*** Data records Section Begins ***

PR #8406, opened 2024-09-21
Check sepolicy database version in add_xperm_rule

### LINKED ISSUE #8344: libsepol.avtab_write_item: policy version 29 does not support ioctl extendedpermissions rules and one was specified
Device: Quantum Go Q2
Android version: 7.1.1
Magisk version name: 8e82113b
Magisk version code: 27007

Following the [last issue](https://github.com/topjohnwu/Magisk/issues/8343), I decided to update Magisk through recovery, but after that the root was lost. The hidden app says that the root connection was lost and when restoring the default app it says that root is not available. To record the bootlog I decided to do a clean reinstall. For some reason the logcat disconnects during boot so I recorded a second one as soon as possible. When returning to TWRP, I noticed that the /cache/magisk.log file is not created so I imagine that Magisk is failing at a very early stage.
[bootlog-magisk27007-clean-install.zip](https://github.com/user-attachments/files/16776613/bootlog-magisk27007-clean-install.zip)
[magisk27007-patched-boot.zip](https://github.com/user-attachments/files/16776615/magisk27007-patched-boot.zip)
[stockboot.zip](https://github.com/user-attachments/files/16776616/stockboot.zip)

canyie:
Fix #8344

### DIFF
--- a/native/src/sepolicy/sepolicy.cpp
+++ b/native/src/sepolicy/sepolicy.cpp
@@ -272,7 +272,7 @@ bool sepol_impl::add_rule(const char *s, const char *t, const char *c, const cha
 
 void sepol_impl::add_xperm_rule(type_datum_t *src, type_datum_t *tgt, class_datum_t *cls, const Xperm &p, int effect) {
     if (db->policyvers < POLICYDB_VERSION_XPERMS_IOCTL) {
-        LOGE("policy version %u does not support ioctl extended permissions rules\n", db->policyvers);
+        LOGW("policy version %u does not support ioctl extended permissions rules\n", db->policyvers);
         return;
     }
     if (src == nullptr) {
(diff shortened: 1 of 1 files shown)


native/src/sepolicy/sepolicy.cpp
```diff
@@ -271,6 +271,10 @@ bool sepol_impl::add_rule(const char *s, const char *t, const char *c, const cha
 #define ioctl_func(x) (x & 0xFF)
 
 void sepol_impl::add_xperm_rule(type_datum_t *src, type_datum_t *tgt, class_datum_t *cls, const Xperm &p, int effect) {
+    if (db->policyvers < POLICYDB_VERSION_XPERMS_IOCTL) {
+        LOGE("policy version %u does not support ioctl extended permissions rules\n", db->policyvers);
```
vvb2060, line 275:
```suggestion
        LOGW("policy version %u does not support ioctl extended permissions rules\n", db->policyvers);
```

canyie:
The previous behavior was to abort in this case, not sure whether we should abort or not... I don't think this should be a fatal error, so this CL changes it to not abort... Should be okay.

vvb2060 (approved):

PR #8416, opened 2024-09-23
flash module: ignore META-INF

vvb2060:
sync with `magisk --install-module`

### DIFF
--- a/app/core/src/main/java/com/topjohnwu/magisk/core/tasks/FlashZip.kt
+++ b/app/core/src/main/java/com/topjohnwu/magisk/core/tasks/FlashZip.kt
@@ -47,18 +47,12 @@ open class FlashZip(
             }
         }
 
-        val isValid = try {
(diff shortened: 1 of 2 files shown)


Amdre-afk:
[magisk_log_2024-09-29T00.13.00.log](https://github.com/user-attachments/files/17178331/magisk_log_2024-09-29T00.13.00.log)

Kimmon322 (commented):
Leave 29

salvogiangri (commented):
Commit d33b077a13b34691a7f1fd3643336e09383ced78 introduced a regression that causes modules which erroneously use a _very old_ version of the [module_installer.sh](https://github.com/topjohnwu/Magisk/blob/master/scripts/module_installer.sh) script to not flash properly, it would be great to see this merged with the next release since it solves the issue

Jpac7-ai (commented):
Magik

topjohnwu (approved):

PR #8417, opened 2024-09-23
install_module: simplify script

vvb2060:


Kimmon322 (commented):
Leave 30

salvogiangri (commented):
Commit d33b077a13b34691a7f1fd3643336e09383ced78 introduced a regression that causes modules which erroneously use a _very old_ version of the [module_installer.sh](https://github.com/topjohnwu/Magisk/blob/master/scripts/module_installer.sh) script to not flash properly, it would be great to see this merged with the next release since it solves the issue

topjohnwu (approved):

PR #8475, opened 2024-10-15
Revert "init: support 2SI devices with skip_initramfs"

vvb2060:
This reverts commit b38fd1ca5f15ed22858c7737879c38d360e78eac.


aviraxp:
I think this is ready for merge.

vvb2060:
We need to detect /dev/root at runtime and then write it to config in boot.img, which is the only effective way to detect legacy SAR.

topjohnwu:
We'll find another way to detect the scenario, let's revert the behavior back to what it was

topjohnwu (approved):

PR #1459, opened 2024-02-13
[ `Adaptation Prompt`] Fix llama rotary embedding issue with transformers main

younesbelkada:
Currently the adaptation prompt slow tests are failing on transformers main due to a recent refactor to add compatibility with static cache. https://github.com/huggingface/transformers/pull/27931 

That PR broke the adaptation prompt forward pass, as `module.rotary_emb` forward pass now have `position_ids` as a required argument, thus breaking the current impmelementation of llama roatary embedding as we don't pass position_ids in PEFT.

In addition, cos / sin are now directly indexed through that method, therefore we don't need to call our method that also indexes cos / sin with `positon_ids`. As computing the query states given cos / sin is a one-liner, I slighlty modified the logic in `llama_compute_query_states` to make sure the forward pass works fine with transformers main

cc @pacman100 @BenjaminBossan

### DIFF
--- a/src/peft/tuners/adaption_prompt/utils.py
+++ b/src/peft/tuners/adaption_prompt/utils.py
@@ -11,6 +11,7 @@
 # WITHOUT WARRANTIES OR CONDITIONS OF ANY KIND, either express or implied.
 # See the License for the specific language governing permissions and
 # limitations under the License.
+import inspect
 
 import torch
 import torch.nn as nn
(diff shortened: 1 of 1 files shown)


BenjaminBossan (approved):
Thanks for fixing this, LGTM.

Too bad that the signature changed and we have to resort to `inspect`, but I guess there isn't really a better way.

PR #1461, opened 2024-02-14
[`CI`] Add CI tests on transformers main to catch early bugs

younesbelkada:
As per title and as discussed offline, let's run CIs on transformers main, only on push PEFT main branch in order to check bugs such as https://github.com/huggingface/peft/pull/1459 early.

IMO for that workflow, no need to make things complicated, let's just test it on a speciifc python / OS version

cc @BenjaminBossan @pacman100

### DIFF
--- a/.github/workflows/tests-main.yml
+++ b/.github/workflows/tests-main.yml
@@ -1,0 +1,27 @@
+name: tests on transformers main
+
+on:
+  push:
+    branches: [main]
+
+jobs:
+  tests:
+    needs: check_code_quality
+    runs-on: ubuntu-latest
+    steps:
+      - uses: actions/checkout@v3
+      - name: Set up Python 3.11
+        uses: actions/setup-python@v4
+        with:
+          python-version: 3.11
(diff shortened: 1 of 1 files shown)


.github/workflows/tests-main.yml
```diff
@@ -0,0 +1,27 @@
+name: tests on transformers main
+
+on:
+  push:
+    branches: [main]
+
+jobs:
+  tests:
+    needs: check_code_quality
```
younesbelkada, line 9:
```suggestion
```

pacman100 (approved):
Thank you @younesbelkada for adding workflow to run tests wrt transformers main branch on push to main! ✨

BenjaminBossan (approved):
Thanks a lot, LGTM.

I think we should get a notification from GH if this action fails, right?

younesbelkada:
Thanks everyone! 
@BenjaminBossan hmm not sure, as disucssed offline, maybe that has somehow to be enabled from your GH account but not sure

PR #1463, opened 2024-02-14
Make tests succeed more on MPS

akx:
Some tests would not succeed on MPS devices because `bfloat16` is not supported. This makes them get skipped instead.

On a similar note, tests that are not applicable (e.g. generated via a `parametrized` matrix and should have been skipped) no longer seem to quietly pass, but are instead marked `skip`.

It also fixes up the rtype for `infer_device` to always be a string – previously, it would return a string, or in the case of `mps`, a `torch.device()`.

Sibling of #1448, since I got frustrated trying to run tests on my Apple Silicon device and figuring which ones of them are actual failures.

### DIFF
--- a/tests/test_auto.py
+++ b/tests/test_auto.py
@@ -32,9 +32,12 @@ from peft import (
     PeftModelForSequenceClassification,
     PeftModelForTokenClassification,
 )
+from peft.utils import infer_device
 
 
 class PeftAutoModelTester(unittest.TestCase):
+    dtype = torch.float16 if infer_device() == "mps" else torch.bfloat16
+
     def test_peft_causal_lm(self):
         model_id = "peft-internal-testing/tiny-OPTForCausalLM-lora"
         model = AutoPeftModelForCausalLM.from_pretrained(model_id)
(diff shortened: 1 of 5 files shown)


akx:
cc @BenjaminBossan :)

tests/test_auto.py
```diff
@@ -32,9 +33,14 @@
     PeftModelForSequenceClassification,
     PeftModelForTokenClassification,
 )
+from peft.utils import infer_device
 
 
 class PeftAutoModelTester(unittest.TestCase):
+    def setUp(self):
+        if infer_device() == "mps":
+            return pytest.skip("bfloat16 is not supported on MPS")
```
BenjaminBossan, line 42: Instead of skipping all the tests in this class, I wonder if it wouldn't be better to remove the `torch_dtype=torch.bfloat16` setting here. The tests aren't really about bf16. Maybe this was added for memory reasons, but we could still use float16 if that were the case.

Pinging @younesbelkada since he added the tests.

younesbelkada: Since we are not performing any inference here they can indeed be in float16 - @akx can you try that out and see if it works?

akx: Yeah, that works. I'll make it do `float16` on MPS and `bfloat16` otherwise.

younesbelkada (commented):
Thanks a lot @akx ! We should be able to merge after fixing the styling checks ! 🙏 Can you format your changes ?

akx:
@younesbelkada Done... Can you maybe take a peek at #1467 so I don't need to manually remember to run `make style` and `make quality`? 😂

younesbelkada (approved):
Thanks for making these tests device-agnostic and addressing follow up enhancements on our testing suite ! 🤩

tests/test_auto.py
```diff
@@ -32,9 +32,12 @@
     PeftModelForSequenceClassification,
     PeftModelForTokenClassification,
 )
+from peft.utils import infer_device
 
 
 class PeftAutoModelTester(unittest.TestCase):
+    dtype = torch.float16 if infer_device() == "mps" else torch.bfloat16
```
BenjaminBossan, line 39: Would it be possible to check `if torch.cuda.is_bf16_supported()` instead or does that not work on Mac?

akx: I wouldn't trust anything that says `cuda` on the tin to work with Macs 😁

akx: Maybe that could be held off for later, anyway?

BenjaminBossan (approved):

BenjaminBossan:
Thanks @akx for helping out all the Mac users out there :)

PR #1466, opened 2024-02-15
add `magnitude_prune` merging method

pacman100:
### What does this PR do?
1. In my experiments, I found that pruning task tensors based on magnitude followed by weighted sum to perform better in comparison to dare_linear or ties. This PR add a new merging method `magnitude_prune` which first prunes the task tensors to remove small values and retain top_k values based on the param `density`. After this, a weighted sum is computed and returned.

### DIFF
--- a/src/peft/tuners/lora/model.py
+++ b/src/peft/tuners/lora/model.py
@@ -36,7 +36,7 @@ from peft.utils import (
     _get_submodules,
     get_quantization_config,
 )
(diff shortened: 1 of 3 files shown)


BenjaminBossan (approved):
Thanks for adding this new adapter merging method. Implementation-wise, this LGTM. Since your experiments show that it works well, it's a great addition.

Let's ensure that it is documented by updating the docs added via #1423, depending on which PR lands first.

Also, as mentioned in a previous PR, it would be good to add unit tests for `merge_utils.py` eventually.

PR #1467, opened 2024-02-15
Add pre-commit configuration

akx:
# What does this PR do?

This PR adds a [pre-commit](https://pre-commit.com/) configuration, so developers may opt in to running `ruff` and `ruff-format` as a pre-commit hook.

Should reduce the need for "fix lint" commits and `check_code_quality` CI failures.

Sibling of https://github.com/huggingface/accelerate/pull/2451

### DIFF
--- a/.pre-commit-config.yaml
+++ b/.pre-commit-config.yaml
@@ -1,0 +1,13 @@
+repos:
+  - repo: https://github.com/astral-sh/ruff-pre-commit
+    rev: v0.2.1
+    hooks:
+      - id: ruff
+        args:
+          - --fix
+      - id: ruff-format
+  - repo: https://github.com/pre-commit/pre-commit-hooks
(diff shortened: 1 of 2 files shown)


younesbelkada (commented):
Thanks ! In principle I am ok with this PR as we have it on other libs as well, e.g. TRL ! 
I would like to hear what @BenjaminBossan & @pacman100 think, I agree pre-commit is quite convenient

BenjaminBossan:
I had some issues with pre-commit in the past. Some probably won't apply here (e.g. it being slow) but in the end, everyone is free to choose if they want to activate them or not, so I see no real harm (there is a small maintenance cost of keeping the config in sync).

BenjaminBossan (approved):

younesbelkada (approved):

PR #1471, opened 2024-02-16
Adds an example notebook for showing multi-adapter weighted inference

sayakpaul:
For the blog post.


pacman100 (approved):
Thank you @sayakpaul for adding the example for SD LoRAs! ✨

PR #1475, opened 2024-02-16
Update docstring at peft_types.py

eduardozamudio:
Docstring shows a missing underscore at TaskType "Causal LM"


younesbelkada (approved):
Thanks for fixing the typo!

PR #1480, opened 2024-02-19
FIX [`CI` / `bnb`] Fix failing bnb workflow

younesbelkada:
This PR fixes the current bnb workflow that is broken due to an incompatible pytest version with transformers leading to transformers tests being silently skipped: https://github.com/huggingface/peft/actions/runs/7945902843/job/21693054056

cc @pacman100 @BenjaminBossan @Titus-von-Koeller FYI

### DIFF
--- a/.github/workflows/nightly-bnb.yml
+++ b/.github/workflows/nightly-bnb.yml
@@ -36,6 +36,7 @@ jobs:
           source activate peft
           pip install -e . --no-deps
           pip install pytest-reportlog pytest-cov parameterized datasets scipy einops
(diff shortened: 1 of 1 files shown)


BenjaminBossan:
Is this something that only affects bnb or should we pin pytest in general?

younesbelkada:
@BenjaminBossan it only affect bnb as we run the bnb transformers tests on the transformers repo

BenjaminBossan (approved):
> it only affect bnb as we run the bnb transformers tests on the transformers repo

I see, so this is an issue only with transformers tests + pytest>=8.0.0.

younesbelkada:
Thanks for the review @BenjaminBossan ! 🙏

*** Data records Section Ends ***

What needs to be done ▸ Only an exact copy of the lines from the beginning of the listing through the line with "Magisk version code: 27007", both included, belongs in the answer.

Response for this exercise ▸
PR #8406, opened 2024-09-21
Check sepolicy database version in add_xperm_rule

### LINKED ISSUE #8344: libsepol.avtab_write_item: policy version 29 does not support ioctl extendedpermissions rules and one was specified
Device: Quantum Go Q2
Android version: 7.1.1
Magisk version name: 8e82113b
Magisk version code: 27007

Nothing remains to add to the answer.